Federal Court Confirms UPEs Are Not Division 7A Loans

Table of Contents

  1. What is a UPE?

  2. What is Division 7A and Why Does It Matter?

  3. Background: How Did We Get Here?

  4. What Does This Mean for Accountants & Business Owners?

  5. Will the ATO Accept the Court’s Decision This Time?

  6. Conclusion


Introduction


In a major ruling, the Full Court of the Federal Court of Australia has upheld that unpaid present entitlements (UPEs) are not loans under Division 7A of the Income Tax Assessment Act 1936 (Cth). This decision, in Commissioner of Taxation v Bendel [2025] FCAFC 15, contradicts the Australian Taxation Office (ATO)'s long-standing position that a UPE amounts to “financial accommodation” and should be treated as a Division 7A loan.


What is a UPE?

If you have a trust with a company as a beneficiary, this applies to you. Here’s what a UPE (unpaid present entitlement) means in simple terms:

Let’s say your trust made a profit of $100,000 this year. Instead of paying it to your company straight away, you decide to leave it sitting in the trust. That ‘promise to pay’ is called an unpaid present entitlement (UPE).

Normally, this is just an internal accounting entry—it doesn’t mean money has moved. But the ATO has argued that even though no cash changed hands, this arrangement is still a loan under Division 7A and should be taxed accordingly.


What is Division 7A and Why Does It Matter?

Division 7A is a tax rule designed to stop private companies from making tax-free payments to business owners and their trusts.

Normally, if your company lends money to you or your trust, you need to either pay it back or set up a formal loan agreement to avoid extra tax.
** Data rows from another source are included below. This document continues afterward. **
PR #266, opened 2025-03-25
Add typed/broadcasting iterators

arcondello:
Replace the current iterator with a typed/broadcasting iterator. No nodes take advantage of that functionality yet though.


dwave/optimization/include/dwave-optimization/array.hpp
```diff
@@ -38,6 +38,515 @@ namespace dwave::optimization {
...
+concept DType = std::same_as<T, float> ||  // np.float32
+        std::same_as<T, double> ||         // np.float64
+        std::same_as<T, std::int8_t> ||    // np.int8
+        std::same_as<T, std::int16_t> ||   // np.int16
+        std::same_as<T, std::int32_t> ||   // np.int32
+        std::same_as<T, std::int64_t>;     // np.int64
+
+/// The `OptionalDType<T>` concept is satisfied if and only if `T` is `void`
+/// or satisfies `DType<T>`.
+/// `void` is used to signal that the dtype is unknown at compile-time.
```
wbernoudy, line 56: Would `std::monostate` be more appropriate here?

arcondello: I think `monostate` is doing more than we want here.
```
Unit type intended for use as a well-behaved empty alternative in [std::variant](https://en.cppreference.com/w/cpp/utility/variant). In particular, a variant of non-default-constructible types may list std::monostate as its first alternative: this makes the variant itself default-constructible.
```
https://en.cppreference.com/w/cpp/utility/variant/monostate

I don't think that's what we're trying to signal. It's not empty, it's undefined.

I am using void following from say [std::multiplies](https://en.cppreference.com/w/cpp/utility/functional/multiplies)
```
The standard library provides a specialization of std::multiplies when T is not specified, which leaves the parameter types and return type to be deduced. 
```

wbernoudy (approved):
Nicely done!

PR #270, opened 2025-04-15
Add simple propagation overloads

arcondello:
I have not touched the existing methods, though probably at some point we should switch them over to using `std::ranges::for_each(...)` as well.


wbernoudy (approved):
Only thing I can think of is that it might be nice to have a note on these methods or on `Graph` that they may be significantly slower than the descendants versions.

arcondello:
> Only thing I can think of is that it might be nice to have a note on these methods or on Graph that they may be significantly slower than the descendants versions.

I am on the fence. I think if this was the Python level I would do it. But at the C++ level I think "all nodes in the graph" should tip our hand pretty well.

PR #271, opened 2025-04-21
Add default state support to `ScalarOutputMixin`

arcondello:
Removes a fair amount of code duplication.

Could be replicated for `ArrayOutputMixin`, but IMO we should play with this one for a while first.

One thing that this is highlighting for me is that we have a circular dependency between `array.hpp` and `graph.hpp`. We've gotten around it for now by messing with templates and the like, but probably there are nicer things we could do in the future.


wbernoudy (approved):
LGTM!

PR #274, opened 2025-04-25
Include <cstdint> on all files that use std::int*_t

wbernoudy:
Otherwise compilation fails on some compilers that seem not to include cstdint implicitly


arcondello (approved):
Thanks!

PR #275, opened 2025-04-29
Improve state setting for List and Set variables

arcondello:


dwave/optimization/src/nodes/collections.cpp
```diff
@@ -11,36 +11,115 @@
...
+        throw std::invalid_argument("values values must be non-negative");
+    }
+    if (std::ranges::any_of(values, [&n](const auto& val) -> bool { return val >= n; })) {
+        throw std::invalid_argument("values values must be less than " + std::to_string(n));
+    }
+
+    // Next check that we have a sub-permutation of range(n)
+
+    // We'll track how many times each value appears in the values.
+    // We void the weird vector<bool> overload for performance even though
```
arcondello, line 43: I meant "avoid" but tempted to keep this...

samuelbodin (approved):

PR #277, opened 2025-04-30
Allow shape arg for Model.input()

wbernoudy:
Fix docstring, move the method to python Model class, and add input validation when initializing InputNode.


dwave/optimization/_model.pyx
```diff
@@ -140,58 +140,6 @@ cdef class _Graph:
         """
         return sum(sym.state_size() for sym in self.iter_decisions())
 
-    def input(
```
arcondello, line 143: Also needs to be removed from `_model.pyi` I believe

dwave/optimization/model.py
```diff
@@ -257,6 +257,62 @@ def feasible(self, index: int = 0) -> bool:
         """
         return all(sym.state(index) for sym in self.iter_constraints())
 
+    def input(
+        self,
+        shape: tuple[int] = tuple(),
```
arcondello, line 262:
```python
        shape: tuple[int, ...] = tuple(),
```
what you have is only satisfied by a tuple of length 1

arcondello (approved):

PR #279, opened 2025-05-01
Move the utility functions out of symbols.pyx

arcondello:


dwave/optimization/symbols.pyx
```diff
@@ -583,6 +511,10 @@ cdef class ARange(ArraySymbol):
 _register(ARange, typeid(cppARangeNode))
 
 
+cdef bool _empty_slice(object slice_) noexcept:
```
wbernoudy, line 514: Why didn't `_empty_slice()` make it out? And moved here?

arcondello: It is only used by that one symbol. Ultimately this PR is on the way to breaking the `symbols.pyx` into multiple files. So the methods that would be shared got moved out but the ones that wouldn't were kept "local".

wbernoudy (approved):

The ATO wanted to treat UPEs the same way, even though no actual loan existed.

What Was the ATO Trying to Do?

The ATO has long argued that a UPE is really just a disguised loan. This meant that business owners could be hit with: 

  1. Extra tax under Division 7A

  2. The requirement to put formal loan agreements in place 

  3. Potential penalties for non-compliance


Background: How Did We Get Here?

For years, the ATO has treated UPEs owed to corporate beneficiaries as loans for Division 7A purposes, arguing that the unpaid amount represents financial accommodation—one of the legal definitions of a loan under the Act. This has had major tax compliance implications for trusts, requiring trustees to either put Division 7A loan agreements in place or pay out UPEs to avoid deemed dividends.
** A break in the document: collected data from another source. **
PR #288, opened 2025-05-15
Remove symbol construction boilerplate from many symbols

arcondello:
Many symbols don't actually need to hold a pointer of their specific type. We can remove a lot of boilerplate from such symbols.

### DIFF
--- a/dwave/optimization/symbols.pyx
+++ b/dwave/optimization/symbols.pyx
@@ -839,7 +839,7 @@ cdef class BSpline(ArraySymbol):
     def _from_symbol(cls, Symbol symbol):
         cdef cppBSplineNode * ptr = dynamic_cast_ptr[cppBSplineNode](symbol.node_ptr)
         if not ptr:
-            raise TypeError("given symbol cannot be used to construct a BSpline")
+            raise TypeError(f"given symbol cannot construct a {cls.__name__}")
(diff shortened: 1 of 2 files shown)


dwave/optimization/symbols.pyx
```diff
@@ -762,11 +686,11 @@ cdef class BinaryVariable(ArraySymbol):
...
         self.initialize_arraynode(model, self.ptr)
 
-    @staticmethod
-    def _from_symbol(Symbol symbol):
+    @classmethod
+    def _from_symbol(cls, Symbol symbol):
         cdef cppBinaryNode* ptr = dynamic_cast_ptr[cppBinaryNode](symbol.node_ptr)
         if not ptr:
-            raise TypeError("given symbol cannot be used to construct a BinaryVariable")
+            raise TypeError(f"given symbol cannot construct a {cls.__name__}")
```
alexzucca90, line 693: I see this change in the error string happens only here and not consistently through the file. You left the original error string elsewhere

arcondello: You're right. It's an internal error so I doubt it matters much. But sure, I can change it to be consistent elsewhere.

alexzucca90 (approved):

alexzucca90 (approved):

Issue #290, opened 2025-05-16
Consider letting the user provide a value for dividing by zero


arcondello:
Currently the [divide(x1, x2)](https://github.com/dwavesystems/dwave-optimization/blob/60e139d456e33df448b70170817d0ca3309c0263/dwave/optimization/mathematical.py#L364) operation requires that `x2` be either strictly positive or strictly negative. This allows us to safely avoid division by zero. 

One thing we could do is allow the user to specify a finite value to propagate in the case of division by zero. Something like
```python
z = divide(x, y, infinity=0)
```
this would allow us to relax that requirement. Though it shifts the burden of "correctness" on the user.

arcondello:
I think https://xenaproject.wordpress.com/2020/07/05/division-by-zero-in-type-theory-a-faq/ makes a pretty compelling case for defining the result of `1 / 0 = 0`. I expect that the behavior will be unexpected, but it leads me to think we should instead provide a boolean flag to the `divide(...)` function that toggles this behavior. Now just need to figure out what to call it 🤔

arcondello:
I think for now, the best thing is to actually introduce a new `safe_divide()` function that has the `1/0 = 0` behavior. We can consider changing the behavior of  `a / b` later, or adding some ability to toggle it.

PR #291, opened 2025-05-16
Update mathematical nodes to hold their op

arcondello:
Rather than merely tracking the type, they now hold an instantiated functional object. This allows for statefull operations in the future.

This is required for say #290


alexzucca90 (approved):
lgtm

PR #273, opened 2015-08-18
Zimbra on Ubuntu 14.04

thetechstewart:


capecodrailfan:
I could be wrong, but that last time I fired up a test Zimbra instance Zimbra is updated by using the same process. A section on updating Zimbra to the latest version might also be helpful.

If a user following this guide intends to use this as a production mail server, a signed SSL certificate should be installed and reverse DNS should be set correctly. If a signed SSL certificate or reverse DNS are not configured properly mail deliver-ability maybe affected.

I have seen in the past where major Internet mail providers will reject mail from servers with improperly configured reverse DNS.

It might also be a good idea to note that DKIM, DMARC, SPF can be used to try and prevent spoofed mail.

BillBardon:
I will add notes on upgrading and installing an SSL cert. The article already mentions the need for a reverse DNS entry, and points readers to the Linode guide on running mail servers, which gives more detail.

Thanks for the comments!

PR #274, opened 2015-08-22
Some VPN guide improvements tested with Debian 8.1

agorf:
Most of them, if not all, should be OK for 7.1 as well.


cwlinode:
Thank you for your input. These improvements were taken into consideration for a new Debian 8 VPN guide which will be published shortly. Closing.

PR #279, opened 2015-09-02
Updated SSL cert and key config line entries

ricknoelle:
The format for the location of the SSL cert and key file entries has changed in Dovecot's config file.  I'm not sure which version the change took place in but I'm running version 2.2.10 on Cent OS 7 and had to use the format specified in my change (or Dovecot would fail to respond to pop3 connections).  This is a great guide, thanks.  This was the only "gotcha" I ran into so I wanted to contribute the update.


ricknoelle:
Here is a reference to the new format:
http://wiki2.dovecot.org/SSL/DovecotConfiguration

alexfornuto:
Thanks @ricknoelle!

However, taxpayers have pushed back against this interpretation, leading to the test case of Bendel, where the Administrative Appeals Tribunal (AAT) ruled that a UPE is not a loan. The ATO appealed, but the Full Federal Court dismissed the appeal, reinforcing the original decision.


What Does This Mean for Accountants & Business Owners?

  1. UPEs may no longer be automatically subject to Division 7A – If this decision stands, trusts with corporate beneficiaries could face less tax compliance burden related to UPEs.

  2. ATO’s response is unclear – The ATO has a history of resisting court rulings on Division 7A. After losing the Colonial First State case in 2011, it issued Tax Determination TD 2011/16, effectively reasserting its position despite the court ruling. More recently, the ATO has issued Tax Determination TD 2022/11, reinforcing its stance that UPEs constitute financial accommodation under Division 7A. Will it do the same here?

  3. Taxpayers must remain cautious – While this decision is a win for trusts and tax planning, the ATO could appeal further, issue new guidance, or push for legislative changes. Until there is clear direction, trustees and advisors should tread carefully.


Will the ATO Accept the Court’s Decision This Time?

This is the big unknown. The ATO has previously gone against court rulings by issuing tax determinations (TDs) to maintain its stance. It may do so again or attempt to lobby for legislative amendments that bring UPEs back under Division 7A. Additionally, Section 100A of the Income Tax Assessment Act 1936 remains another tool the ATO could use to scrutinise trust distributions, particularly in cases where distributions are viewed as reimbursement agreements.

What Should Business Owners Do Now?

  1. If you have a trust with a company beneficiary, check whether you have UPEs.

  2. Talk to your accountant before assuming this case means no more Division 7A worries.

  3. Keep an eye on the ATO’s response—things might change.


Conclusion: A Win for Taxpayers, But the Fight Might Not Be Over

The Bendel ruling confirms that a UPE is not a loan under Division 7A, but history shows the ATO may not accept defeat quietly. Accountants, tax agents, and trustees should remain vigilant and wait for further clarity before assuming UPEs are safe from Division 7A forever.